(Beginning of Dataset entries)

PR #69, opened 2018-10-22
Modify readme with new perf features

PatriceVignola:


Tools/WinMLRunner/Main.cpp
```diff
@@ -296,12 +296,6 @@ HRESULT EvaluateModels(
             {
                 for (auto inputDataType : inputDataTypes)
                 {
-                    if (args.PerfCapture())
```
PatriceVignola: The perf data was getting cleared before we could even write the load time, so I placed it at the end of the loop instead.

PatriceVignola:
@Microsoft/winml @ryanlai2

PR #70, opened 2018-10-24
Add CreateDeviceOnClient and CreateDeviceInWinML flags to WinMLRunner

PatriceVignola:
@Microsoft/winml @ryanlai2 

I stumbled upon another configuration that can change the runtime: device create on the client and passed to WinML versus device created inside WinML. When the client creates the device himself and uses this device to create a video frame, and creates a session with this device, the binding will be faster on the GPU since we avoid a cross-device and cross-GPU copy.

So I added these 2 new flags, which bump the total number of configurations to 24. Even if the model is running on the CPU, creating the device on the client side can have an impact since its input might be GPU bound and will have to be tensorized. I updated the README with the new flags.

I also changed the garbage image generation to make it deterministic between runs. This will be a lot easier to debug than seeds based on the clock and it will be possible to write validation tests by using the same seeds.

### DIFF
--- a/Tools/WinMLRunner/BindingUtilities.h
+++ b/Tools/WinMLRunner/BindingUtilities.h
@@ -5,16 +5,19 @@
 #include "ModelBinding.h"
 #include "CommandLineArgs.h"
 
-using namespace Windows::Media;
-using namespace Windows::Storage;
+using namespace winrt::Windows::Media;
+using namespace winrt::Windows::Storage;
 using namespace winrt::Windows::AI::MachineLearning;
-using namespace winrt::Windows::Foundation;
 using namespace winrt::Windows::Foundation::Collections;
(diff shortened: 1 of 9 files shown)


Tools/WinMLRunner/BindingUtilities.h
```diff
@@ -36,8 +39,7 @@ namespace BindingUtilities
 
         // Generate random values for the image
```
ryanlai2: This won't be random values anymore

ryanlai2:
Cool change Pat! Can you update the README.md to include some example usage?

Tools/WinMLRunner/BindingUtilities.h
PatriceVignola: Good catch! I'll change the comment.

PR #74, opened 2018-10-29
User/ryanlai2/add arm64

ryanlai2:
This PR primarily adds the ability for WinMLRunner.exe to be build with the ARM64 architecture. Unfortunately the Visual Studio tests couldn't be built with ARM64 because it isn't supported so only the winmlrunner.exe can be built.

This PR also makes the  Reset() method for OutputHelper class more explicit and it removes the reset for load time because the Reset() method was only used in Main.cpp to reset the bind and evaluation times for each evaluation iteration. However, it resets the load time as well which is undesirable because we want to preserve the load time when printing out the output information.

Another change in this PR is to statically link vcruntime140.dll and MSVCP140.dll when building for Release. These 2 DLLs are installed when Visual Studio is installed so the release version of Winmlrunner binary shouldn't rely on these DLLs to run on a machine that doesn't have VS installed.

This change also fixes the bug where winmlrunner couldn't build on x86

### DIFF
--- a/Tools/WinMLRunner/README.md
+++ b/Tools/WinMLRunner/README.md
@@ -5,8 +5,8 @@ The WinMLRunner is a command-line based tool that can run .onnx or .pb models wh
 
 ## Prerequisites
 - [Visual Studio 2017 Version 15.7.4 or Newer](https://developer.microsoft.com/en-us/windows/downloads)
-- [Windows 10 - Build 17738 or higher](https://www.microsoft.com/en-us/software-download/windowsinsiderpreviewiso)
-- [Windows SDK - Build 17738 or higher](https://www.microsoft.com/en-us/software-download/windowsinsiderpreviewSDK)
+- [Windows 10 - Build 17763 or higher](https://www.microsoft.com/en-us/software-download/windowsinsiderpreviewiso)
+- [Windows SDK - Build 17763 or higher](https://www.microsoft.com/en-us/software-download/windowsinsiderpreviewSDK)
 
 ## Build the tool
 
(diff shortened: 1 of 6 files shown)


Tools/WinMLRunner/README.md
```diff
@@ -5,8 +5,8 @@ The WinMLRunner is a command-line based tool that can run .onnx or .pb models wh
 
 ## Prerequisites
 - [Visual Studio 2017 Version 15.7.4 or Newer](https://developer.microsoft.com/en-us/windows/downloads)
-- [Windows 10 - Build 17738 or higher](https://www.microsoft.com/en-us/software-download/windowsinsiderpreviewiso)
-- [Windows SDK - Build 17738 or higher](https://www.microsoft.com/en-us/software-download/windowsinsiderpreviewSDK)
+- [Windows 10 - Build 17763 or higher](https://www.microsoft.com/en-us/software-download/windowsinsiderpreviewiso)
+- [Windows SDK - Build 17763 or higher](https://www.microsoft.com/en-us/software-download/windowsinsiderpreviewSDK)
```
PatriceVignola: Good catch, it's hard to keep the documentation up-to-date sometimes :)

ryanlai2: Yep yep I agree! I think we'll need a large refactor of the documentation sometime in the future too

Tools/WinMLRunner/WinMLRunner.vcxproj
```diff
@@ -140,15 +199,36 @@
       <SDLCheck>true</SDLCheck>
       <ShowIncludes>true</ShowIncludes>
       <LanguageStandard>stdcpp17</LanguageStandard>
+      <RuntimeLibrary>MultiThreaded</RuntimeLibrary>
+    </ClCompile>
+    <Link>
+      <EnableCOMDATFolding>true</EnableCOMDATFolding>
+      <OptimizeReferences>true</OptimizeReferences>
+      <SubSystem>Console</SubSystem>
+      <AdditionalDependencies>dxgi.lib;d3d12.lib;winml.lib;windowsapp.lib;%(AdditionalDependencies)</AdditionalDependencies>
```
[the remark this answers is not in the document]
ryanlai2: Fixed!

PR #81, opened 2018-11-02
Added Emoji8 source code to Samples folder

mccoykillian:


Samples/Emoji8/UWP/cs/Emoji8/Services/IntelligenceService.cs
```diff
@@ -0,0 +1,297 @@
...
+            try
+            {
+                _model = await LearningModel.LoadFromStorageFileAsync(modelStorageFile);
+            }
+            catch(Exception ex)
+            {
+                Debug.WriteLine(ex.Message);
+            }
+
+            _device = new LearningModelDevice(LearningModelDeviceKind.Default);
```
martinb35: if you're just going to use the default device, you actually don't need to specify it - you can just create a session without the device parameter: "_session = new LearningModelSession(_model);".
alternatively, you could try to run this on the GPU too if the user has one.

Samples/Emoji8/UWP/cs/Emoji8/Pages/EmotionPage.xaml.cs
```diff
@@ -0,0 +1,310 @@
...
+    /// <summary>
+    /// An empty page that can be used on its own or navigated to within a Frame.
+    /// </summary>
+    public sealed partial class EmotionPage : Page
+    {
+        private static List<Emoji> _resultsEmojis { get; set; }
+        private DispatcherTimer EmojiTimer;
+        private int countdownNum;
+        private int numEmojisLeftToPerform = Constants.EMOJI_NUMBER_TO_DISPLAY;
+        private double nextPercentage;
```
youngkim93: Can we have a default value for this for consistency?

youngkim93: same for countdownNum :)

Samples/Emoji8/UWP/cs/Emoji8/Pages/EmotionPage.xaml.cs
```diff
@@ -0,0 +1,310 @@
...
+            }
+            else
+            {
+                UpdateCountdownRing();
+            }
+
+            if (countdownNum % Constants.DIVISIBLE_FACTOR == 0)
+            {
+                //display pattern 5...4...3...2...1...5... [...] ...2...1...0
+                if ((numEmojisLeftToPerform > -1 && countdownNum != 0) ||
```
youngkim93: I haven't read through all the details of this, but could numEmojisLeftToPerform be negative? By looking at the variable name it seems to me like it should never be negative :)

(End of Dataset entries)

• **Required work**
Each record above needs to be reproduced exactly as written.

• **Exercise solution**
PR #69, opened 2018-10-22
Modify readme with new perf features

PatriceVignola:


Tools/WinMLRunner/Main.cpp
```diff
@@ -296,12 +296,6 @@ HRESULT EvaluateModels(
             {
                 for (auto inputDataType : inputDataTypes)
                 {
-                    if (args.PerfCapture())
```
PatriceVignola: The perf data was getting cleared before we could even write the load time, so I placed it at the end of the loop instead.

PatriceVignola:
@Microsoft/winml @ryanlai2

PR #70, opened 2018-10-24
Add CreateDeviceOnClient and CreateDeviceInWinML flags to WinMLRunner

PatriceVignola:
@Microsoft/winml @ryanlai2 

I stumbled upon another configuration that can change the runtime: device create on the client and passed to WinML versus device created inside WinML. When the client creates the device himself and uses this device to create a video frame, and creates a session with this device, the binding will be faster on the GPU since we avoid a cross-device and cross-GPU copy.

So I added these 2 new flags, which bump the total number of configurations to 24. Even if the model is running on the CPU, creating the device on the client side can have an impact since its input might be GPU bound and will have to be tensorized. I updated the README with the new flags.

I also changed the garbage image generation to make it deterministic between runs. This will be a lot easier to debug than seeds based on the clock and it will be possible to write validation tests by using the same seeds.

### DIFF
--- a/Tools/WinMLRunner/BindingUtilities.h
+++ b/Tools/WinMLRunner/BindingUtilities.h
@@ -5,16 +5,19 @@
 #include "ModelBinding.h"
 #include "CommandLineArgs.h"
 
-using namespace Windows::Media;
-using namespace Windows::Storage;
+using namespace winrt::Windows::Media;
+using namespace winrt::Windows::Storage;
 using namespace winrt::Windows::AI::MachineLearning;
-using namespace winrt::Windows::Foundation;
 using namespace winrt::Windows::Foundation::Collections;
(diff shortened: 1 of 9 files shown)


Tools/WinMLRunner/BindingUtilities.h
```diff
@@ -36,8 +39,7 @@ namespace BindingUtilities
 
         // Generate random values for the image
```
ryanlai2: This won't be random values anymore

ryanlai2:
Cool change Pat! Can you update the README.md to include some example usage?

Tools/WinMLRunner/BindingUtilities.h
PatriceVignola: Good catch! I'll change the comment.

PR #74, opened 2018-10-29
User/ryanlai2/add arm64

ryanlai2:
This PR primarily adds the ability for WinMLRunner.exe to be build with the ARM64 architecture. Unfortunately the Visual Studio tests couldn't be built with ARM64 because it isn't supported so only the winmlrunner.exe can be built.

This PR also makes the  Reset() method for OutputHelper class more explicit and it removes the reset for load time because the Reset() method was only used in Main.cpp to reset the bind and evaluation times for each evaluation iteration. However, it resets the load time as well which is undesirable because we want to preserve the load time when printing out the output information.

Another change in this PR is to statically link vcruntime140.dll and MSVCP140.dll when building for Release. These 2 DLLs are installed when Visual Studio is installed so the release version of Winmlrunner binary shouldn't rely on these DLLs to run on a machine that doesn't have VS installed.

This change also fixes the bug where winmlrunner couldn't build on x86

### DIFF
--- a/Tools/WinMLRunner/README.md
+++ b/Tools/WinMLRunner/README.md
@@ -5,8 +5,8 @@ The WinMLRunner is a command-line based tool that can run .onnx or .pb models wh
 
 ## Prerequisites
 - [Visual Studio 2017 Version 15.7.4 or Newer](https://developer.microsoft.com/en-us/windows/downloads)
-- [Windows 10 - Build 17738 or higher](https://www.microsoft.com/en-us/software-download/windowsinsiderpreviewiso)
-- [Windows SDK - Build 17738 or higher](https://www.microsoft.com/en-us/software-download/windowsinsiderpreviewSDK)
+- [Windows 10 - Build 17763 or higher](https://www.microsoft.com/en-us/software-download/windowsinsiderpreviewiso)
+- [Windows SDK - Build 17763 or higher](https://www.microsoft.com/en-us/software-download/windowsinsiderpreviewSDK)
 
 ## Build the tool
 
(diff shortened: 1 of 6 files shown)


Tools/WinMLRunner/README.md
```diff
@@ -5,8 +5,8 @@ The WinMLRunner is a command-line based tool that can run .onnx or .pb models wh
 
 ## Prerequisites
 - [Visual Studio 2017 Version 15.7.4 or Newer](https://developer.microsoft.com/en-us/windows/downloads)
-- [Windows 10 - Build 17738 or higher](https://www.microsoft.com/en-us/software-download/windowsinsiderpreviewiso)
-- [Windows SDK - Build 17738 or higher](https://www.microsoft.com/en-us/software-download/windowsinsiderpreviewSDK)
+- [Windows 10 - Build 17763 or higher](https://www.microsoft.com/en-us/software-download/windowsinsiderpreviewiso)
+- [Windows SDK - Build 17763 or higher](https://www.microsoft.com/en-us/software-download/windowsinsiderpreviewSDK)
```
PatriceVignola: Good catch, it's hard to keep the documentation up-to-date sometimes :)

ryanlai2: Yep yep I agree! I think we'll need a large refactor of the documentation sometime in the future too

Tools/WinMLRunner/WinMLRunner.vcxproj
```diff
@@ -140,15 +199,36 @@
       <SDLCheck>true</SDLCheck>
       <ShowIncludes>true</ShowIncludes>
       <LanguageStandard>stdcpp17</LanguageStandard>
+      <RuntimeLibrary>MultiThreaded</RuntimeLibrary>
+    </ClCompile>
+    <Link>
+      <EnableCOMDATFolding>true</EnableCOMDATFolding>
+      <OptimizeReferences>true</OptimizeReferences>
+      <SubSystem>Console</SubSystem>
+      <AdditionalDependencies>dxgi.lib;d3d12.lib;winml.lib;windowsapp.lib;%(AdditionalDependencies)</AdditionalDependencies>
```
[the remark this answers is not in the document]
ryanlai2: Fixed!

PR #81, opened 2018-11-02
Added Emoji8 source code to Samples folder

mccoykillian:


Samples/Emoji8/UWP/cs/Emoji8/Services/IntelligenceService.cs
```diff
@@ -0,0 +1,297 @@
...
+            try
+            {
+                _model = await LearningModel.LoadFromStorageFileAsync(modelStorageFile);
+            }
+            catch(Exception ex)
+            {
+                Debug.WriteLine(ex.Message);
+            }
+
+            _device = new LearningModelDevice(LearningModelDeviceKind.Default);
```
martinb35: if you're just going to use the default device, you actually don't need to specify it - you can just create a session without the device parameter: "_session = new LearningModelSession(_model);".
alternatively, you could try to run this on the GPU too if the user has one.

Samples/Emoji8/UWP/cs/Emoji8/Pages/EmotionPage.xaml.cs
```diff
@@ -0,0 +1,310 @@
...
+    /// <summary>
+    /// An empty page that can be used on its own or navigated to within a Frame.
+    /// </summary>
+    public sealed partial class EmotionPage : Page
+    {
+        private static List<Emoji> _resultsEmojis { get; set; }
+        private DispatcherTimer EmojiTimer;
+        private int countdownNum;
+        private int numEmojisLeftToPerform = Constants.EMOJI_NUMBER_TO_DISPLAY;
+        private double nextPercentage;
```
youngkim93: Can we have a default value for this for consistency?

youngkim93: same for countdownNum :)

Samples/Emoji8/UWP/cs/Emoji8/Pages/EmotionPage.xaml.cs
```diff
@@ -0,0 +1,310 @@
...
+            }
+            else
+            {
+                UpdateCountdownRing();
+            }
+
+            if (countdownNum % Constants.DIVISIBLE_FACTOR == 0)
+            {
+                //display pattern 5...4...3...2...1...5... [...] ...2...1...0
+                if ((numEmojisLeftToPerform > -1 && countdownNum != 0) ||
```
youngkim93: I haven't read through all the details of this, but could numEmojisLeftToPerform be negative? By looking at the variable name it seems to me like it should never be negative :)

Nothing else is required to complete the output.